Start of Block
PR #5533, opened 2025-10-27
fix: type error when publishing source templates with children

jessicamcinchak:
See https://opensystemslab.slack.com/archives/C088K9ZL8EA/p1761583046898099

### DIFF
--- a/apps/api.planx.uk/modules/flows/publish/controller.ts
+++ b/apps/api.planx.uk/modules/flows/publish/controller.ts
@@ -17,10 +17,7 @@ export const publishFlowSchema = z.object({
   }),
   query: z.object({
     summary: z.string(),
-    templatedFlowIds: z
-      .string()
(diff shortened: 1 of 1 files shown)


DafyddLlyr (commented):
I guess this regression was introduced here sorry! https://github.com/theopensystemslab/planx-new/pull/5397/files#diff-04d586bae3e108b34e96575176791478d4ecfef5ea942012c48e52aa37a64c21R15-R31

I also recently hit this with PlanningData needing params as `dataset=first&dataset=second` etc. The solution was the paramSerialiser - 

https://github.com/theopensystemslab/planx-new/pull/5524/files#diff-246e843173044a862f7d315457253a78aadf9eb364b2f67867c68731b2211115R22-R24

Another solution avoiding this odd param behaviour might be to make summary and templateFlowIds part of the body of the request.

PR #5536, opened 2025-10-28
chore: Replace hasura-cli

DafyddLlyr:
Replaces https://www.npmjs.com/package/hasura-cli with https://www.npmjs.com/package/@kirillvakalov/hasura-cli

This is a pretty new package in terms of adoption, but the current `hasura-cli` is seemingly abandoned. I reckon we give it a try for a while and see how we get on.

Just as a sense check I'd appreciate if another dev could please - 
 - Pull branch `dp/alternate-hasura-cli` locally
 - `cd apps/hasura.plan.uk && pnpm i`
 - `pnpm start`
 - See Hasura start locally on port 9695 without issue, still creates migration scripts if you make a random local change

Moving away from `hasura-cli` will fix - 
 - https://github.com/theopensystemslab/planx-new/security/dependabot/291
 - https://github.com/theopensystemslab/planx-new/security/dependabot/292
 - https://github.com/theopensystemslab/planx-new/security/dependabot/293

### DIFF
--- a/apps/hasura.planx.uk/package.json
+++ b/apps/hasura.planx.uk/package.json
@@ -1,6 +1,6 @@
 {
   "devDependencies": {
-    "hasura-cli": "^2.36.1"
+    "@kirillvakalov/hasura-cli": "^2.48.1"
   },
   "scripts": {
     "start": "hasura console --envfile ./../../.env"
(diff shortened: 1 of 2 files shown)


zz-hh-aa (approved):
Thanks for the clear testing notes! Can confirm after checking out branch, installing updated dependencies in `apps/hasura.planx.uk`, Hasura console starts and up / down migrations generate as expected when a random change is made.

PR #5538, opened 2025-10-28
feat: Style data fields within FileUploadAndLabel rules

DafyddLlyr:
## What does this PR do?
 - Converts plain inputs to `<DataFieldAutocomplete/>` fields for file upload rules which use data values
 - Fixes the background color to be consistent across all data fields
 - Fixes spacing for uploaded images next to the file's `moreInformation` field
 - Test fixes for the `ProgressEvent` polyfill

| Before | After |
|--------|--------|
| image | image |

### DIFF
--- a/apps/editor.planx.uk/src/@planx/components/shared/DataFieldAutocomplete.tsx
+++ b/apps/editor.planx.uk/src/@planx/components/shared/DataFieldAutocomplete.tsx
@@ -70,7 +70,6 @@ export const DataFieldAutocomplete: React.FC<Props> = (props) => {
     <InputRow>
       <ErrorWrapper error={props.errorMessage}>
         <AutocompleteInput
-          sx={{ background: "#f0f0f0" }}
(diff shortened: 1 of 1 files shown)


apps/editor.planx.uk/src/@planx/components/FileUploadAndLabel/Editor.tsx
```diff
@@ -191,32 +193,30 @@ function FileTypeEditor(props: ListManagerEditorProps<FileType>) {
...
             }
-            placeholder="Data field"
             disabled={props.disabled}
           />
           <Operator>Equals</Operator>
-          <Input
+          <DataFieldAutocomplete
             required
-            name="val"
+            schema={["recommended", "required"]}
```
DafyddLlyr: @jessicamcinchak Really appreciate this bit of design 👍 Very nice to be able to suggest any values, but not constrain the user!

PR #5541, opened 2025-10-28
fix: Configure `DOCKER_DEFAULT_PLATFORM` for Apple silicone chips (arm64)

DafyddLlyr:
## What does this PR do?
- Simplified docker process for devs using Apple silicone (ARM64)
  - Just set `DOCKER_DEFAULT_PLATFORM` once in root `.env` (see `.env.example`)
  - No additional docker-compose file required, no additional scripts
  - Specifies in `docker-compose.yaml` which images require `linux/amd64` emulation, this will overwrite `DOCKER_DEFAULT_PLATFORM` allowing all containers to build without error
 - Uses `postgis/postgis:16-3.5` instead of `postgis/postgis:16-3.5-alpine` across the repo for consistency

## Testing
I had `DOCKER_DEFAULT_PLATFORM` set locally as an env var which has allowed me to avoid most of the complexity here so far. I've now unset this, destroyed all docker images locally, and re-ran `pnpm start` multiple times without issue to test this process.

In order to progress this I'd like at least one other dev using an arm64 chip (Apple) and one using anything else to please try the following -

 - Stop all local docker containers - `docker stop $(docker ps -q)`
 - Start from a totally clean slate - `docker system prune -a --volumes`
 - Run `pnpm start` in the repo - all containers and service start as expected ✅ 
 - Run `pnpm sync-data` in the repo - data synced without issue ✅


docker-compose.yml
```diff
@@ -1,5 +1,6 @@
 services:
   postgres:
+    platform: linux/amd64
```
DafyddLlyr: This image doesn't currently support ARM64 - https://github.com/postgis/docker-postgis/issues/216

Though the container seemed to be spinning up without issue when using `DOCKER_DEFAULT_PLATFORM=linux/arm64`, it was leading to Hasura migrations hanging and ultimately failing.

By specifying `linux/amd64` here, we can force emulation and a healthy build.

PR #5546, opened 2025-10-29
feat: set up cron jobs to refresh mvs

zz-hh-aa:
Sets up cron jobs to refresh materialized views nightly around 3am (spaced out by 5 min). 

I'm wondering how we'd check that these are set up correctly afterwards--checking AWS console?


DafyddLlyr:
End of Block
Start of Block
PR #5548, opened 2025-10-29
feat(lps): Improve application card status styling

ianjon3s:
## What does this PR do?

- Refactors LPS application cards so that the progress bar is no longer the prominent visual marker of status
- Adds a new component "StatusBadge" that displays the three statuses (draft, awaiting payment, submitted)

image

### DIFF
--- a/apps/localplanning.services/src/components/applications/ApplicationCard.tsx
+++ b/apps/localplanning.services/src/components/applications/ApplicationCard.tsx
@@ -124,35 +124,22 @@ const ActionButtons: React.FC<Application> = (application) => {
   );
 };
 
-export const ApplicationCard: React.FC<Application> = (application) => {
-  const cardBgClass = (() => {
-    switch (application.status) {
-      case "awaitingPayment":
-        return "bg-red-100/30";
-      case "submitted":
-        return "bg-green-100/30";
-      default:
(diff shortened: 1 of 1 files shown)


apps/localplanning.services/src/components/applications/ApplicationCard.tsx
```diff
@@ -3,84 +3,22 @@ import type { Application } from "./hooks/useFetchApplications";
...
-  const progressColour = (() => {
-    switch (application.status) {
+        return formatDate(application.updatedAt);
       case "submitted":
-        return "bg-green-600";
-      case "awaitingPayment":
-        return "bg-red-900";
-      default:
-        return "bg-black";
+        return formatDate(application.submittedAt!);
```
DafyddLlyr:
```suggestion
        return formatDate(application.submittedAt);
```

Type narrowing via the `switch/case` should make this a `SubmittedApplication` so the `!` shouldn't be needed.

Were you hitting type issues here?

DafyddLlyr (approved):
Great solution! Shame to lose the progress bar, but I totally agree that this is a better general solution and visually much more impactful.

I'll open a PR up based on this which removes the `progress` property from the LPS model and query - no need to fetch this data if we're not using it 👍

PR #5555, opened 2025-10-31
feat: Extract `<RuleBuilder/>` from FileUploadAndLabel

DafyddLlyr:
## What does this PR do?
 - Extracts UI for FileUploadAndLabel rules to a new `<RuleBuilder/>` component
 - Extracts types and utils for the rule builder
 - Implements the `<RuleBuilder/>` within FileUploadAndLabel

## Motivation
End of Block
▶ **Problem requirements**
Where the string "github" appears in a line of the entries above, return that line.

▶ **Task result**
I guess this regression was introduced here sorry! https://github.com/theopensystemslab/planx-new/pull/5397/files#diff-04d586bae3e108b34e96575176791478d4ecfef5ea942012c48e52aa37a64c21R15-R31
https://github.com/theopensystemslab/planx-new/pull/5524/files#diff-246e843173044a862f7d315457253a78aadf9eb364b2f67867c68731b2211115R22-R24
 - https://github.com/theopensystemslab/planx-new/security/dependabot/291
 - https://github.com/theopensystemslab/planx-new/security/dependabot/292
 - https://github.com/theopensystemslab/planx-new/security/dependabot/293
DafyddLlyr: This image doesn't currently support ARM64 - https://github.com/postgis/docker-postgis/issues/216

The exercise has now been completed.